Dès lors, et sans qu’il soit besoin d’examiner les autres moyens de nullité soulevés, constatons l’irrégularité de la procédure et ne faisons pas droit à la requête du Préfet.
PAR CES MOTIFS
Ordonnons la jonction de la procédure suivie sous le numéro RG 25/04491 avec la procédure suivie sous le numéro RG 25/04492 et disons que la procédure sera suivie sous le seul numéro de RG 25/04491 – N° Portalis DBYV-W-B7J-HIJZ ;
Constatons la nullité de la procédure antérieure à la rétention ;
Mettons fin à la rétention administrative de Monsieur X se disant [S] [J] ;
Disons que le Procureur de la République a la possibilité dans un délai de 24 heures à partir de la notification de la présente ordonnance de s’y opposer et d’en suspendre les effets.

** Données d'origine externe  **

PR #252, opened 2024-01-15
Align file sink and source creation behavior across targets

### LINKED ISSUE #251: SystemFileSystem.sink does not create empty file on NodeJs target
Reproducer (works correctly on jvm and linuxX64 but fails on jsNode):

```kotlin

package tests

import kotlinx.io.files.Path
import kotlinx.io.files.SystemFileSystem
import kotlin.test.Test
import kotlin.test.assertTrue

class ReproducerTest {

    @Test
    fun test() {
        // GIVEN
        val testFileDirPath = "/tmp/test-0001"
        val testFilePath = testFileDirPath + "/test-file.txt"

        SystemFileSystem.createDirectories(Path(testFileDirPath), false)
        assertTrue { isDirExist(testFileDirPath) }

        // WHEN creating empty file
        SystemFileSystem.sink(Path(testFilePath)).close()

        // THEN
        assertTrue { isFileExist(testFilePath) }

        // CLEANING
        SystemFileSystem.delete(Path(testFilePath), false)
    }

    fun isDirExist(directoryPath: String): Boolean {
        return SystemFileSystem.metadataOrNull(Path(directoryPath))?.isDirectory ?: false
    }

    fun isFileExist(filePath: String): Boolean {
        return SystemFileSystem.metadataOrNull(Path(filePath))?.isRegularFile ?: false
    }

}
```

fzhinkin:
For JS, unlike other targets, a file was not opened on file sink/source creation. 

For a sink, it was leading to different behavior when the sink was closed without a single byte written to it: on all targets except JS an empty file is created.

For a source, on all targets except JS, an attempt to create a source for a non-existent file is immediately reported as an error, but for JS the error won't be reported until an actual read operation is employed.

This PR aligns JS target's behavior will all other targets.

Fixes #251

### DIFF
--- a/core/js/src/files/PathsJs.kt
+++ b/core/js/src/files/PathsJs.kt
@@ -94,12 +94,12 @@ internal class FileSource(private val path: Path) : RawSource {
     private var offset = 0
     private val fd = open(path)
 
-    private fun open(path: Path): Int {
+    private fun open(path: Path): dynamic {
         if (!(fs.existsSync(path.path) as Boolean)) {
             throw FileNotFoundException("File does not exist: $path")
         }
         val fd = try {
-            fs.openSync(path.path, "r") as Int
+            fs.openSync(path.path, "r")
         } catch (e: Throwable) {
             throw IOException("Failed to open a file $path.", e)
         }
@@ -107,7 +107,6 @@ internal class FileSource(private val path: Path) : RawSource {
         return fd
     }
 
-    @OptIn(ExperimentalUnsignedTypes::class)
     override fun readAtMostTo(sink: Buffer, byteCount: Long): Long {
         check(!closed) { "Source is closed." }
         if (byteCount == 0L) {
@@ -142,10 +141,10 @@ internal class FileSink(path: Path, append: Boolean) : RawSink {
     private var closed = false
     private val fd = open(path, append)
 
-    private fun open(path: Path, append: Boolean): Int {
+    private fun open(path: Path, append: Boolean): dynamic {
         val flags = if (append) "a" else "w"
         val fd = try {
-            fs.openSync(path.path, flags) as Int
+            fs.openSync(path.path, flags)
         } catch (e: Throwable) {
             throw IOException("Failed to open a file ${path.path}.", e)
         }
--- a/core/js/src/files/PathsJs.kt
+++ b/core/js/src/files/PathsJs.kt
@@ -96,14 +96,14 @@ internal class FileSource(private val path: Path) : RawSource {
 
     private fun open(path: Path): dynamic {
         if (!(fs.existsSync(path.path) as Boolean)) {
-            throw FileNotFoundException("File does not exist: $path")
+            throw FileNotFoundException("File does not exist: ${path.path}")
         }
         val fd = try {
             fs.openSync(path.path, "r")
         } catch (e: Throwable) {
-            throw IOException("Failed to open a file $path.", e)
+            throw IOException("Failed to open a file ${path.path}.", e)
         }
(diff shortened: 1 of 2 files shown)


core/js/src/files/PathsJs.kt
```diff
@@ -92,6 +92,20 @@ internal class FileSource(private val path: Path) : RawSource {
     private var buffer: dynamic = null
```
lppedd, line 92: Just curious, why aren't you using the `Buffer` type from kotlin-wrappers for the buffer instances?

core/js/src/files/PathsJs.kt
```diff
@@ -92,6 +92,20 @@ internal class FileSource(private val path: Path) : RawSource {
...
     private var closed = false
     private var offset = 0
+    private val fd = open(path)
+
+    private fun open(path: Path): Int {
+        if (!(fs.existsSync(path.path) as Boolean)) {
+            throw FileNotFoundException("File does not exist: $path")
+        }
+        val fd = try {
+            fs.openSync(path.path, "r") as Int
```
lppedd, line 102: Generally when I know the specific numeric type, I prefer to use an `unsafeCast`.  
Casting with `as` will generate additional code paths and deeper call stack for pretty much no reasons.

core/js/src/files/PathsJs.kt
fzhinkin: It's a JS buffer returned by the [fs.readSync](https://nodejs.org/api/fs.html#fsreadsyncfd-buffer-options) and it's incompatible with `kotlinx.io.Buffer`.

The way it all works could be improved (by removing that buffer altogether and using an array from a buffer passed to the `readAtMostTo` call as a destination buffer supplied to `fs.readSync`).

core/js/src/files/PathsJs.kt
fzhinkin: Thanks for pointing to this. I don't actually care about the exact type here, so it's fine to leave it as `dynamic`.

core/js/src/files/PathsJs.kt
```diff
@@ -123,11 +133,24 @@ internal class FileSource(private val path: Path) : RawSource {
 
     override fun close() {
         closed = true
+        fs.closeSync(fd)
```
shanshin, line 136: Does calling `closeSync` won't again result in an error?

core/js/src/files/PathsJs.kt
```diff
@@ -123,11 +133,24 @@ internal class FileSource(private val path: Path) : RawSource {
...
+internal class FileSink(path: Path, append: Boolean) : RawSink {
     private var closed = false
+    private val fd = open(path, append)
+
+    private fun open(path: Path, append: Boolean): dynamic {
+        val flags = if (append) "a" else "w"
+        val fd = try {
+            fs.openSync(path.path, flags)
+        } catch (e: Throwable) {
+            throw IOException("Failed to open a file ${path.path}.", e)
```
shanshin, line 149: `${path.path}` is used here, but `$path` was above

core/js/src/files/PathsJs.kt
```diff
@@ -161,5 +179,6 @@ internal class FileSink(private val path: Path, private var append: Boolean) : R
 
     override fun close() {
         closed = true
+        fs.closeSync(fd)
```
shanshin, line 182: Same question about repeated close

core/js/src/files/PathsJs.kt
fzhinkin: It would be an error, thanks to pointing to it.

shanshin (approved):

Notifions que la présente décision est susceptible d’être contestée par la voie de l’appel interjeté dans les 24 heures du prononcé de la présente ordonnance, devant le Premier Président de la Cour d’Appel d’ORLEANS ([Courriel 1]).
Rappelons à l’intéressé son obligation de quitter le territoire national.
Décision rendue en audience publique le 10 Août 2025 à
Le Greffier Le Juge
Reçu notification et copie de la présente ordonnance le 10 Août 2025 à [Localité 3]
L’INTERESSE L’AVOCAT
Copie de la présente décision est transmise par courriel au procureur de la République, au Tribunal Administratif d’Orléans, à la PREFECTURE DE LA SARTHE et au CRA d’Olivet.